The issue I am facing is that I get fields containing comma(s) separated. I get:

  • "2
  • rue du ..."

Instead of: 2, rue du ....


Encoding:
The file doesn't seem to be in UTF8. It has weird wharacters at the beginning (apparently not BOM, looks like this when converted from ASCII to UTF8: ÿþ) and doesn't displays accents.

  • My code editor (Atom) tells the encoding is UTF-16 LE
  • using mb_detect_encoding() on the csv lines it returns ASCII

But it fails to convert:

  • mb_convert_encoding() converts from ASCII but returns asian characters from UTF-16LE
  • iconv() returns Notice: iconv(): Wrong charset, conversion from UTF-16LE/ASCII to UTF8 is not allowed.

Parsing:
I tried to parse with this one-liner (see those 2 comments) using str_getcsv():

$csv = array_map('str_getcsv', file($file['tmp_name']));

I then tried with fgetcsv() :

$f = fopen($file['tmp_name'], 'r');
while (($l = fgetcsv($f)) !== false) {
    $arr[] = $l;
}
$f = fclose($f);

In both ways I get my adress field in 2 parts. But when I try this code sample I get correctly parsed fields:

$str = 'foo,"bar, baz",foo2,azerty,"ban, bal",doe';
$data = str_getcsv($str);
echo '<pre>' . print_r($data, true) . '</pre>';

To sum up with questions:

  • What are the characters at the beginning of the file ?
  • How could I be sure about the encoding ? (Atom reads the file with UTF-16 LE and doesn't display weird characters at the beginning)
  • What makes the csv parsing functions fail ?
  • If I should rely on something else to parse the lines of the CSV, what could I use ?

Solution

  • I finally solved it myself:

    I sent the file into online encoding detection websites which returned UTF16LE. After checking about what is UTF16LE it says it has BOM (Byte Order Mark).
    My previous attempts were using file() which returns an array of the lines of a file and with fopen() which returns a resource, but we still parse line by line.
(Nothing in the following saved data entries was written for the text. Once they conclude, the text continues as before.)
Issue #2884, opened 2020-08-18
adapt_framework: bug view-only question components use incorrect model


oliverfoster:
### Subject of the issue
The new model/view registration process has a hole whereby when registering a named legacy component with a `QuestionView` only (deprecated) the `ComponentModel` is chosen rather than automatically assigning a `QuestionModel`.

For backward compatibility this needs to be fixed.

PR #2885, opened 2020-08-18
issue/2884 Automatic detection of view-only question models

oliverfoster:
#2884 

### Added
* Automatic detection of view-only question models

### Changed
* Registered the abstract question model


moloko (approved):

cahirodoherty-learningpool (approved):
👀

lc-alexanderbenesch (approved):
👍

Issue #2886, opened 2020-08-19
Firefox - Triggering a Notify popup causes sudden page jump


joe-replin:
Using a fresh v5.6.1 Adapt install, triggering a notify panel causes a sudden jump to the top of the page. This happens with both presentation & question components.

### Your environment
* Adapt Framework - v5.6.1
* **Only present in Mozilla Firefox v79**
* Dell Inspiron + Windows 10

![Screen Shot 2020-08-19 at 15 47 30](https://user-images.githubusercontent.com/7740674/90688016-6b528100-e233-11ea-9ec8-4016a764db09.png)

oliverfoster:
@joe-replin could you try out the above pr please?

joe-replin:
Thank you, @oliverfoster for pushing this as well as for the reference links. I have tested in 2 separate projects and Firefox is not misinterpreting that focus change anymore.

oliverfoster:
Could you accept the changes in the pr? @joe-replin 
Or add a +1 if you don't have access to the "review changes" button on the "files changed" tab.
https://github.com/adaptlearning/adapt_framework/pull/2889/files

oliverfoster:
Will get closed when the pr goes through.

PR #2889, opened 2020-08-20
issue/2886 preventScroll fix now excludes firefox

oliverfoster:
#2886 

Firefox misreports `$(window).scrollTop()` frequently, returning 0 in unusual circumstances. The `preventScroll` fix for `Element.focus` - for browsers which don't support the `preventScroll` option, ie11 and safari at the time of writing - is necessary but should not be applied to Firefox where it often causes the scroll to bounce back to 0.

### Changed
* Stopped `preventScroll` fix applying in Firefox

References:
Browser compatibility - https://developer.mozilla.org/en-US/docs/Web/API/HTMLOrForeignElement/focus#Browser_compatibility
Safari support ticket for preventDefault - https://bugs.webkit.org/show_bug.cgi?id=178583

Notes:
Have yet to identify why Firefox misreports the `$(window).scrollTop()`, it reads fine in the debugger console or watch window. The bug seems to appear at frequency in Firefox and then disappears again. The `scrollTop` overrides from `Adapt.scrolling` were not applied, so this is either a jQuery or Firefox bug.

### DIFF
--- a/src/core/js/a11y.js
+++ b/src/core/js/a11y.js
@@ -617,8 +617,8 @@ define([
             // Drop focus errors as only happens when the element
             // isn't attached to the DOM.
           }
-          if (Adapt.device.browser === 'internet explorer') {
-            // ie 11 doesn't support preventScroll but this breaks firefox 79.0
+          if (Adapt.device.browser !== 'firefox') {
+            // ie 11 and safari doesn't support preventScroll but this breaks firefox 79.0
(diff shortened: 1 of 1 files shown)


moloko (approved):

cahirodoherty-learningpool (approved):
👀

lc-alexanderbenesch (approved):
👍

Issue #2908, opened 2020-09-09
Adapt.mapById no longer works


moloko:
As it calls `this.data.mapById` - which does not exist

The only core plugin that used this was adapt-contrib-languagePicker

moloko:
will be removed in v5.8.0

PR #2923, opened 2020-09-23
issue/2824 Switch to rollup from requirejs

oliverfoster:
#2824 
This version does not have the react elements, it is merely to fix the currently broken build process in v5.  

Will provide an almost seamless migration away from build-side [requirejs](https://requirejs.org/docs/optimization.html) and [AMD](https://requirejs.org/docs/whyamd.html) modules to [ES6](https://hacks.mozilla.org/2015/08/es6-in-depth-modules/) modules.  

#### Facilitates
* future proof
  * beyond ES8 code
* development improvements
  * supports larger code bases
* backward-compatibility
  * ES6 modules are reregistered in the browser as AMD modules, so `var Adapt = require('core/js/adapt');` etc will still work in the console and for other plugins
  * still ie11 compatible

#### Downsides
* Currently this will only work with transpilation back to ES5 as calling an ES6 `constructor` function without the `new` keyword is not allowed - which is an essential part of the way Backbone constructs classes.

#### Added
* [babel-plugin-transform-amd-to-es6](https://github.com/cgkineo/babel-plugin-transform-amd-to-es6) (custom made) to convert [AMD](https://requirejs.org/docs/whyamd.html) modules to [ES6](https://hacks.mozilla.org/2015/08/es6-in-depth-modules/) modules

#### Removed

#### Fixed

#### Testing
* Use master of all plugins by running:
```js
git clone https://github.com/adaptlearning/adapt_framework 2824
cd 2824
git checkout issue/2824
grunt dev
```

#### Example

rollup-es-modules2


cahirodoherty-learningpool (approved):
👀

src/core/js/adapt.js
```diff
@@ -1,431 +1,429 @@
...
+   * @return {string} One of the following (or `undefined` if not found):
+   * - "course"
+   * - "contentObjects"
+   * - "blocks"
+   * - "articles"
+   * - "components"
+   */
+  mapById(id) {
+    return this.data.mapById(id);
+  }
```
moloko, line 324: suggest either removing this or at least adding a deprecated warning

https://github.com/adaptlearning/adapt_framework/issues/2908

oliverfoster: Can I do that in a different pr?

oliverfoster: Have removed.

cahirodoherty-learningpool (approved):
👀

chris-steele:
Looks fantastic, only issue I saw was a `childViews` reference runtime error with master branch of [adapt-contrib-boxMenu](https://github.com/adaptlearning/adapt-contrib-boxMenu), but works fine using latest release of said menu. :+1:

chris-steele (approved):

oliverfoster:
@moloko Could you +1 when you get a mo?

PR #2934, opened 2020-10-06
issue/2743 - remove the flush for Adapt.wait

### LINKED ISSUE #2743: Adapt.wait flush
Is the behaviour implemented via https://github.com/adaptlearning/adapt_framework/issues/2439 a good idea? Isn't it the responsibility of the plugin to ensure they call an `Adapt.wait.end()` if using an `Adapt.wait.begin()`.

Flushing any open waits after 7 seconds means you can't intentionally block Adapt from loading, if required. For example, you may want to not call an `end()` and display an uncancellable notification to indicate an issue which should prevent a user from continuing. Currently the flush will end this, continue with the loading and eventually close any notifications regardless of the plugin functionality.

danielghost:
resolves #2743

### DIFF
--- a/src/core/js/wait.js
+++ b/src/core/js/wait.js
@@ -2,63 +2,29 @@ define(function() {
 
   var Wait = Backbone.Controller.extend({
 
+    _waitCount: 0,
+    _callbackHandle: null,
+
     initialize: function() {
       _.bindAll(this, 'begin', 'end');
     },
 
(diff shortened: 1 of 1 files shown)


oliverfoster (approved):

moloko (approved):
code 👓

cahirodoherty-learningpool (approved):
👀

Issue #2938, opened 2020-10-09
adapt-contrib-narrative - Hotgraphic displayed twice after window resize.


deltanetdan:
### Subject of the issue
If two or more hotgraphics are used on the same page resizing the window will result in multiple hotgraphics being displayed

### Your environment
* version (AT/Framework) 5.7.0
* which browser and its version Firefox 81
* device(s) + operating system(s) macOS 10.14.6

### Steps to reproduce
1 - Create a course using adapt cli. 
2 - Edit the default course duplicating the hotgraphic on the first page.
3 - Preview the course in the browser with a large screen size 
4 - Reduce the screen size to small, hotgraphics are replaced with narratives
5 - Increase screen size to large, hotgraphics are re-rendered correctly but the second hotgraphic is duplicated.

### Expected behaviour
Hotgraphics should be rendered correctly on resize without being duplicated.

### Actual behaviour
Duplicate of the second hotgraphic could be due to the first narrative(hotgraphic) view triggering [replaceWithHotgraphic](https://github.com/adaptlearning/adapt-contrib-narrative/blob/master/js/narrativeView.js#L157) on the second.

Propose only running replaceWithHotgraphic on device:changed rather that device:changed and [device:resize](https://github.com/adaptlearning/adapt-contrib-narrative/blob/master/js/narrativeView.js#L25).

PR #2949, opened 2020-10-20
Added stop listener to remove function

guywillis:
Resolves https://github.com/adaptlearning/adapt_framework/issues/2938

* Stop listening to the event listeners in the remove function

### DIFF
--- a/src/core/js/views/adaptView.js
+++ b/src/core/js/views/adaptView.js
@@ -288,6 +288,7 @@ define([
       this.preRemove();
       Adapt.trigger(`${type}View:remove view:remove`, this);
       this._isRemoved = true;
+      this.stopListening();
 
       Adapt.wait.for(end => {
         this.$el.off('onscreen.adaptView');


cahirodoherty-learningpool (approved):
👀

moloko (commented):
that's odd, I would have thought that `super.remove` on line 291 would handle this (since [Backbone.View.remove](https://backbonejs.org/docs/backbone.html#section-175) calls `this.stopListening`... is it something to do with that being wrapped in `Adapt.wait`? Just checking we're not missing a wider issue here...

oliverfoster:
Yea. It's because the `Backbone.View.remove` `stopListening` now happens asynchronously. The `Backbone.View.remove` was deferred here to account for DOM removal. It seems that the hotgrpahic/narrative problem relies on an implied synchronous `stopListening` in the `View.remove` call but that by deferring the `Backbone.VIew.remove` the impact of moving the `stopListening` wasn't considered. The view listeners can be removed on the synchronous and the DOM on the asynchronous.

oliverfoster (approved):

moloko (approved):

chetan-hajare (approved):

PR #2951, opened 2020-10-22
issue/2950 Switch from disabled to aria-disabled for ButtonsView

### LINKED ISSUE #2950: adapt_framework: Disabled submit button should be available to screen reader
### Subject of the issue
The user is unaware of the existence of a button as `button[disabled]` elements are not available to the screen reader.

oliverfoster:
resolves #2950 

### Changed
* Made submit and feedback button available to the screen reader when disabled by switching from `disabled="disabled"` to `aria-disabled="true" tabindex="-1"`. The screen reader instead of reading nothing now reads "disabled button" or "dimmed button".

Reference:
https://a11y-101.com/development/aria-disabled

### DIFF
--- a/src/core/js/a11y.js
+++ b/src/core/js/a11y.js
@@ -235,9 +235,12 @@ define([
       }
       isEnabled = isEnabled === undefined ? true : isEnabled;
       if (!isEnabled) {
-        $elements.attr('disabled', 'disabled').addClass('is-disabled');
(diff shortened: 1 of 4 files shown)


moloko (approved):
code 👓

cahirodoherty-learningpool (approved):
👀

eleanor-heath (approved):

    The working solution came in my mind about converting the whole file (every line at once) instead of converting each line separately. Here is a working solution:

    $f = file_get_contents($file['tmp_name']);          // Get the whole file as string
    $f = mb_convert_encoding($f, 'UTF8', 'UTF-16LE');   // Convert the file to UTF8
    $f = preg_split("/\R/", $f);                        // Split it by line breaks
    $f = array_map('str_getcsv', $f);                   // Parse lines as CSV data
    

    I don't get the adress fields separated at internal commas anymore.